Question: methods for solving systems of nonlinear equations (6)

Hi all!

I do a small calculation and get a system of 6
nonlinear equations.
And "n" is the degree of the equation is float.

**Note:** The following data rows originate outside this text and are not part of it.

PR #3141, opened 2023-07-18
feat(packages-backend/loggers): support to not unset from field

tdeekens:
#### Summary

In 90% of the cases you intend to unset the from field when rewriting log field. In the other 10% however you may want to keep the from field.

This use case particularly holds when you want to gracefully migrate fields logged from an old to a new field without breaking dashboards in logging tools.

The process there would be to:

1. Rewrite a field to a new field
2. Keep the old field (feature here)
3. Keep logs ingesting for a while
4. Update all dashboards and saved queries in the logging tool
5. Unset the old from field

Internally this use case is needed when migrating to standardized logging field names

### DIFF
--- a/.changeset/mighty-donkeys-sip.md
+++ b/.changeset/mighty-donkeys-sip.md
@@ -2,15 +2,15 @@
 "@commercetools-backend/loggers": minor
 ---
 
-Support to not unset the original field when rewriting logs.
+Add support to optionally preserve the original field when rewriting log fields with `rewriteFieldsFormatter`.
 
-When rewriting a field you can use the `unsetFromField` option and set it to `false`. For example:
+When rewriting a field you can use the `preserveFromField` option and set it to `true`. For example:
 
 ```js
 {
   from: 'meta.req.statusCode',
   to: 'meta.req.status_code',
-  unsetFromField: false,
+  preserveFromField: true,
 }
 ```
 
--- a/.changeset/mighty-donkeys-sip.md
+++ b/.changeset/mighty-donkeys-sip.md
@@ -1,0 +1,17 @@
+---
+"@commercetools-backend/loggers": minor
+---
+
+Support to not unset the original field when rewriting logs.
+
+When rewriting a field you can use the `unsetFromField` option and set it to `false`. For example:
+
+```js
+{
+  from: 'meta.req.statusCode',
+  to: 'meta.req.status_code',
+  unsetFromField: false,
+}
+```
+
+Would add a field `meta.req.status_code` while keeping the original `meta.req.statusCode`. This can be helpful when gracefully migrating fields.
--- a/packages-backend/loggers/src/formatters/rewrite-fields.ts
+++ b/packages-backend/loggers/src/formatters/rewrite-fields.ts
@@ -9,16 +9,31 @@ type TRewriteField = {
   from: string;
   to: string;
   replaceValue?: (value: unknown) => unknown;
+  unsetFromField?: boolean;
 };
 type TRewriteFieldsFormatterOption = {
   fields: TRewriteField[];
 };
 
+const defaultRewriteField: TRewriteField = {
+  unsetFromField: true,
+};
 function rewriteField(info: TransformableInfo, field: TRewriteField) {
-  const val = getIn(info, field.from);
-  if (val) {
-    unsetIn(info, field.from);
-    setIn(info, field.to, field.replaceValue ? field.replaceValue(val) : val);
+  const mergedRewriteField = { ...defaultRewriteField, ...field };
+  const fromFieldValue = getIn(info, mergedRewriteField.from);
+
+  if (fromFieldValue) {
+    if (mergedRewriteField.unsetFromField) {
+      unsetIn(info, mergedRewriteField.from);
+    }
+
+    setIn(
+      info,
+      mergedRewriteField.to,
+      mergedRewriteField.replaceValue
+        ? mergedRewriteField.replaceValue(fromFieldValue)
+        : fromFieldValue
+    );
   }
 }
 
--- a/packages-backend/loggers/src/formatters/rewrite-fields.ts
+++ b/packages-backend/loggers/src/formatters/rewrite-fields.ts
@@ -15,7 +15,7 @@ type TRewriteFieldsFormatterOption = {
   fields: TRewriteField[];
 };
 
-const defaultRewriteField: TRewriteField = {
+const defaultRewriteField: Partial<TRewriteField> = {
   unsetFromField: true,
 };
 function rewriteField(info: TransformableInfo, field: TRewriteField) {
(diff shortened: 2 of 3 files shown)


packages-backend/loggers/src/formatters/rewrite-fields.ts
```diff
@@ -9,16 +9,31 @@ type TRewriteField = {
   from: string;
   to: string;
   replaceValue?: (value: unknown) => unknown;
+  unsetFromField?: boolean;
```
tdeekens, line 12: Argued with myself for a name. This is the best I could come up with.

packages-backend/loggers/src/formatters/rewrite-fields.ts
```diff
@@ -9,16 +9,31 @@ type TRewriteField = {
...
 
+const defaultRewriteField: TRewriteField = {
+  unsetFromField: true,
+};
 function rewriteField(info: TransformableInfo, field: TRewriteField) {
-  const val = getIn(info, field.from);
-  if (val) {
-    unsetIn(info, field.from);
-    setIn(info, field.to, field.replaceValue ? field.replaceValue(val) : val);
+  const mergedRewriteField = { ...defaultRewriteField, ...field };
```
tdeekens, line 22: This is needed as as `field: TRewriteField = defaultRewriteField` would not work as defaulted parameters are not merged when they are objects.

packages-backend/loggers/src/formatters/rewrite-fields.ts
```diff
@@ -9,16 +9,31 @@ type TRewriteField = {
...
+  const fromFieldValue = getIn(info, mergedRewriteField.from);
```
tdeekens, line 23: Just renamed.

packages-backend/loggers/src/formatters/rewrite-fields.ts
```diff
@@ -9,16 +9,31 @@ type TRewriteField = {
...
+
+  if (fromFieldValue) {
+    if (mergedRewriteField.unsetFromField) {
+      unsetIn(info, mergedRewriteField.from);
+    }
```
tdeekens, line 28: The condition.

packages-backend/loggers/src/loggers.spec.ts
```diff
@@ -2,47 +2,73 @@ import createApplicationLogger from './create-application-logger';
...
-      formatters: [
-        rewriteFieldsFormatter({
-          fields: [
-            {
-              from: 'meta.req.headers',
-              to: 'meta.req.headersJsonString',
-              replaceValue: (value) => {
-                return JSON.stringify(value);
+  describe('when replacing field', () => {
+    it('should log and replace fields', () => {
```
tdeekens, line 6: This is the old case just nested in.

packages-backend/loggers/src/loggers.spec.ts
```diff
@@ -2,47 +2,73 @@ import createApplicationLogger from './create-application-logger';
...
-      ],
+            ],
+          }),
+        ],
+      });
+      logger.info('Test log', {
+        meta: { req: { headers: { Accept: 'application/json' } } },
+      });
+      // Note: that both only headersJsonString is present
+      expect(console._stdout.write.mock.lastCall).toMatchInlineSnapshot(`
```
tdeekens, line 29: I suggest to move to inline snapshots. While the string matchers are not hardened to change they're also troublesome to debug. As a tradeoff a added a comment.

packages-backend/loggers/src/loggers.spec.ts
```diff
@@ -2,47 +2,73 @@ import createApplicationLogger from './create-application-logger';
...
+          "{"level":"info","message":"Test log","meta":{"req":{"headersJsonString":"{\\"Accept\\":\\"application/json\\"}"}}}
+        ",
+        ]
+      `);
     });
-    logger.info('Test log', {
-      meta: { req: { headers: { Accept: 'application/json' } } },
+  });
+  describe('when not replacing field', () => {
+    it('should log and add but not replace fields', () => {
```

Here are the calculations that lead to the system.

restart;
 with(DirectSearch):
 B:=1: 
 q:=1: 
 l:=1: 
 n:=4.7:
 V:=0.05:
 N:=1200:
 
 
 kappa:=Vector(N+1,[]):
 theta:=Vector(N+1,[]):
 u:=Vector(N,[]):
 M:=Vector(N,[]):
 Z:=Vector(N,[]):
 
 M_F:=q*(6*l*(z-l)-z^2/2):
 M_1:=piecewise((z<l), l-z, 0):
 M_2:=piecewise((z<2*l), 2*l-z, 0):
 M_3:=piecewise((z<3*l), 3*l-z, 0):
 M_4:=piecewise((z<4*l), 4*l-z, 0):
 M_5:=piecewise((z<5*l), 5*l-z, 0):
 M_6:=6*l-z:
 M_finish:=(X_1,X_2,X_3,X_4,X_5,X_6,z)->M_1*X_1+M_2*X_2+M_3*X_3+M_4*X_4+M_5*X_5+M_6*X_6+M_F:
 
 
 kappa_old:=0:
 theta_old:=0:
 u_old:=0:
 M_old:=0:
 
 
 step:=6*l/N:
 u[1]:=0:
 kappa[1]:=0:
 theta[1]:=0:
 
 
 
 
 for i from 2 to N do
 
 z:=i*step:
 kappa_new:=kappa_old+B/V*(M_finish(X_1,X_2,X_3,X_4,X_5,X_6,z))^n*step:
 
 theta_new:=theta_old+1/2*(kappa_old+kappa_new)*step:
 
 u_new:=u_old+1/2*(theta_old+theta_new)*step:
 
 Z[i]:=z:
 kappa[i]:=kappa_new:
 theta[i]:=theta_new:
 u[i]:=u_new:
 kappa_old:=kappa_new:
 theta_old:=theta_new:
 u_old:=u_new:
 
 end do:
 
 So,my system:

 u[N/6]=0;
 u[N/3]=0;
 u[N/2]=0;
 u[2*N/3]=0;
 u[5*N/6]=0;
 u[N]=0;

I want to ask advice on how to solve the system.
I wanted to use Newton's method, but I don't know the initial values X_1..X_6.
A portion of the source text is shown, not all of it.